Within the past year, Beckner said, the department developed an automated database to help detectives record and track tips. Next to each, Beckner said, officers now attach a notation or “conclusion” to help them keep track of where the leads end up.

“We get hundreds and hundreds of tips, and it’s difficult to catalogue those,” he said.

Alcalde’s defense attorneys have asked a judge to impose sanctions on the prosecution for failing to act on the anonymous 2001 tip. Defense attorney Mary Claire Mulligan argued Monday that because so much time passed, Alcalde is handicapped in mounting an effective defense. For instance, she said, alternate suspects and witnesses have died.

“Anything that impairs a defendant’s ability to defend himself, that is prejudice,” Mulligan said.

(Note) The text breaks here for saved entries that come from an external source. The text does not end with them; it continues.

PR #1675, opened 2025-11-26
feat: introduce selectors in the payload of preflight for highlighting

dzehnder:
## Description
Surface precise DOM locations for every preflight issue so the UI can highlight the offending elements directly. Adds a shared selector utility and threads those selectors through each audit response plus fixtures/tests.

## Summary
- Introduced `getDomElementSelector()`/`toElementTargets()` helper for consistent minimal CSS selectors.
- Added element selector payloads to all preflight checks which are visible (DOM/body-size/lorem/H1, links, headings, readability, accessibility) so each opportunity points to its exact node.
- Updated affected fixtures and expectations to include the new selector fields.

### DIFF
--- a/CHANGELOG.md
+++ b/CHANGELOG.md
@@ -1,3 +1,10 @@
+## [1.307.1](https://github.com/adobe/spacecat-audit-worker/compare/v1.307.0...v1.307.1) (2026-02-10)
+
+
+### Bug Fixes
+
+* Make code patch disabled by default for a11y fixes ([#1964](https://github.com/adobe/spacecat-audit-worker/issues/1964)) ([638f450](https://github.com/adobe/spacecat-audit-worker/commit/638f4503912e143ab4dec6d6274a2838cae59641))
+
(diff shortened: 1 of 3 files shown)


radhikagpt1208:
Changes LGTM, but I see a potential issue with the links check-
Broken link issues only propagate `elements`, so CS/UE targeting might get dropped because:
1. `toElementTargets()` intentionally returns either `{ elements: [...] }` (standard CSS) or `{ selector: { elements: [...] } }` (CS/UE)
2. `runLinksChecks()` correctly includes whatever it gets from `toElementTargets` 
3. But, later links check does `selectorsByLink.set(..., link.elements)` and destructures `{ ..., elements }` for broken links, so when the broken link object contains `selector` (CS/UE) the final broken-links issues end up with no info.

However, this will work fine for bad-links because it spreads `...toElementTargets(selector)`

To fix this, for broken internal/external links, we can propagate the entire target payload (elements and/or selector) instead of only elements output, or pass through both properties from `runLinksChecks()` results.

@dzehnder can you also please verify this?

PR #2434, opened 2026-04-28
fix(preflight): SITES-43720 full-page link coverage and GET-confirm broken status

GeezerPelletier:
## Summary

Two related changes to the preflight links audit, both motivated by SITES-43720:

- **Stop skipping anchors inside page chrome** (semantic `<header>` / `<footer>`, ARIA `role="banner"` / `role="contentinfo"`, and AEM Experience Fragment `cmp-experiencefragment--header` / `--footer` wrappers). Preflight audits a single page on demand and is expected to report every anchor on that page; the chrome-skip pattern was inherited from the bulk-audit world where chrome links repeat across hundreds of pages and per-page reporting produces N copies of the same finding. That motivation does not apply to single-page preflight. Mystique already made this same change in [SITES-42820](https://jira.corp.adobe.com/browse/SITES-42820); this aligns SAW with that decision.
- **Treat HEAD as a fast-path optimization and GET as the source of truth for "is this link broken."** Previously a HEAD response of 404 / 410 / 5xx was reported as broken without any GET retry. Real servers (misconfigured Apache origins, SSO endpoints) commonly return broken-looking statuses to HEAD on routes that respond 200 to GET, producing false positives. We now GET-confirm any HEAD result that would otherwise be flagged.

## Validation

Tested against a real one.walmart.com fuel-merchandise page (~520 anchors):

| Link | Before | After | Notes |
|---|---|---|---|
| `sparkshop.com` (footer) | reported 404 | not reported | False positive: HEAD 404, GET 200 (Apache misconfig). Caught by GET-confirm. |
| `pfedprod ... startSSO.ping?...` (footer) | reported 500 | not reported | Transient HEAD 5xx; GET 200. Caught by GET-confirm. |
| `linkedin.com/in/dougmcmillon/` (footer) | reported 404 | reported 404 | True positive — former exec, slug genuinely dead. |
| AEM `/me/health/helpr-video.html` (header) | reported 404 | reported 404 | True positive — server returns 404 (not 401/302) for an SSO-required page; surfacing this nudges the page owner to fix the misconfigured SSO interstitial. |

Net: 4 reports → 2 reports, with both remaining reports being genuinely actionable.

## Updates since opening

In response to review feedback (commit `5bc2118b`):

- **`Range: bytes=0-0` on GET retry only.** Cooperating servers reply with `206 Partial Content` + 1 byte instead of streaming the full body; servers that ignore the header fall back to whatever they would have returned anyway. `206` and `416 Range Not Satisfiable` both fall outside `isBrokenStatus`, so they are correctly treated as healthy. HEAD requests are unchanged. This minimizes bandwidth in the false-positive correction case (HEAD broken / GET healthy), where the server would otherwise stream a full HTML page.
- **Explicit `HEAD` / `GET` method assertions** on the 410, 500, and HEAD-500-GET-200 tests for parity with the 404 test, plus a new test that confirms `Range: bytes=0-0` is sent only on the GET retry, never on HEAD.

## Impact on related tickets

- Reverses the chrome-skip direction taken in [SITES-43574](https://jira.corp.adobe.com/browse/SITES-43574). That fix aligned preflight with the historical ASO behaviour; we now believe that alignment was the wrong direction for single-page audits.
- Test pages [SITES-43687](https://jira.corp.adobe.com/browse/SITES-43687) and [SITES-43694](https://jira.corp.adobe.com/browse/SITES-43694) need their pass criteria inverted (chrome links should now surface, not be skipped). Heads-up comments left on both tickets.

## Test plan

- [x] `npm run test:spec -- test/preflight/**/*.test.js test/audits/preflight*.test.js` — 339 passing locally (was 338 before the review-feedback test was added).
- [x] 100% coverage on `src/preflight/links-checks.js` and `src/preflight/links.js` per repo policy.
- [x] End-to-end probe against the real fuel.html surfaces only the two true-positive broken links.
- [x] SITES-43574 Walmart 400 / 401 footer noise stays suppressed under the new logic — those statuses still go through GET-confirm and remain excluded by `isBrokenStatus`.
- [ ] CI green.


src/preflight/links-checks.js
```diff
@@ -94,33 +67,34 @@ async function checkLinkStatus(href, pageUrl, context, options = {
...
   } catch (err) {
     log.warn(`[preflight-audit] HEAD request failed (${err.message}), retrying with GET: ${href}`);
   }
 
-  // GET fallback — reached when HEAD was inconclusive (fallback status or network error)
-  fetchOptions.method = 'GET';
+  // GET fallback — HEAD was inconclusive (broken status, fallback status, or network error).
+  const getOptions = { method: 'GET', decode: false, headers };
   try {
-    const res = await fetch(href, fetchOptions);
```
clotton, line 123: **Worth discussing: GET response body pulled for every broken-looking HEAD.**

Previously GET was only invoked for `HEAD_FALLBACK_STATUSES` — statuses where HEAD was known to be unreliable. Now it fires for *all* non-healthy HEAD responses, including genuine 404s and 5xxs.

A page with 10 broken-looking links will now issue 10 GET requests pulling full response bodies just to confirm the status code. For enterprise sites with links to large destinations (video pages, SPAs, SSO endpoints) this could add meaningful latency and bandwidth per audit.

Worth considering: **abort the GET after reading the status line**, or send a `Range: bytes=0-0` request header. Most servers honour it and return the status with a minimal body; servers that ignore it fall back to the full body, same as today.

Not a blocker if the performance profile is acceptable in practice, but worth a deliberate call before this ships broadly.

clotton (commented):
Clean, well-motivated changes. The Walmart validation data makes the case for GET-confirm convincingly — 2 false positives eliminated, 2 genuine ones preserved. The chrome-skip reversal is correct; the PR honestly acknowledges that SITES-43574 aligned SAW with Mystique behaviour and this intentionally un-aligns them, with good reasoning.

**Approve with one concern worth discussing** (inline below).

test/preflight/links-checks.test.js
```diff
@@ -105,9 +126,24 @@ describe('preflight/links-checks - runLinksChecks', () => {
 
     expect(result.auditResult.brokenExternalLinks).to.have.lengthOf(1);
     expect(result.auditResult.brokenExternalLinks[0].status).to.equal(410);
+    expect(fetchStub.callCount).to.equal(2);
+  });
+
```
clotton, line 133: **Nit: missing method assertion for consistency.**

The 404 test above asserts both `firstCall.method === 'HEAD'` and `secondCall.method === 'GET'` explicitly. This test only asserts `callCount === 2`. Worth adding the same method checks here for consistency — makes the intent of the test explicit and catches a future regression where both calls somehow use the same method.

clotton (approved):

src/preflight/links-checks.js
GeezerPelletier: Thanks — addressed in 5bc2118b. Added `Range: bytes=0-0` on the GET retry only (HEAD remains body-less by definition). Cooperating servers will respond 206 + 1 byte instead of streaming the full response; servers that ignore the header fall back to whatever they would have returned anyway. 206 and 416 (Range Not Satisfiable) both fall outside `isBrokenStatus`, so they are correctly treated as healthy.

Honest note on the trade-off: this only helps the false-positive correction case (HEAD broken / GET healthy). For genuinely-broken links, the server still returns its full error page regardless of the Range header — but those bodies are typically small. Aborting the GET stream after status would cut bytes in that case too, but the half-closed-connection complexity wasn’t worth it here. Happy to revisit if profiling later shows it matters.

test/preflight/links-checks.test.js
GeezerPelletier: Done in 5bc2118b — added `firstCall.method === "HEAD"` / `secondCall.method === "GET"` to the 410 / 500 / HEAD-500-GET-200 tests, plus a new test that confirms `Range: bytes=0-0` is sent only on the GET retry.

GeezerPelletier:
@clotton — thanks for the review. Both points addressed in 5bc2118b:

**1. GET-confirm body cost.** Added `Range: bytes=0-0` on the GET retry only (HEAD remains body-less by definition). Cooperating servers reply with `206` + 1 byte instead of streaming the full body; servers that ignore it fall back to whatever they would have returned anyway. `206` and `416` both fall outside `isBrokenStatus`, so they are correctly treated as healthy.

Honest trade-off note: this only helps the false-positive correction case (HEAD broken / GET healthy → server otherwise streams a full HTML page). For genuinely-broken links the server still returns its full error page regardless of `Range` — but those bodies are typically small. Aborting the GET stream after status would cut bytes in that case too, but the half-closed-connection complexity wasn't worth it here. Happy to revisit if profiling later shows it matters.

**2. Method assertion parity.** Added `firstCall.method === "HEAD"` / `secondCall.method === "GET"` to the 410 / 500 / HEAD-500-GET-200 tests, plus a new test that asserts `Range: bytes=0-0` is sent on the GET retry only.

PR description updated with an "Updates since opening" section. 339 preflight tests passing locally; 100% coverage on `links-checks.js` and `links.js`. Ready for another look when you have a minute.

Prosecutor Ryan Brackley, though, said there’s no evidence police would have been able to find and arrest Alcalde in connection with Chase’s killing, even if they had seen the tip. He added that the District Attorney’s Office had done nothing wrong.

“It’s a very big deal, but if there should be sanctions and punishment, that should be done at the police department,” Brackley said.

Beckner said no one will be punished because the oversight was not intentional, and changes have been made.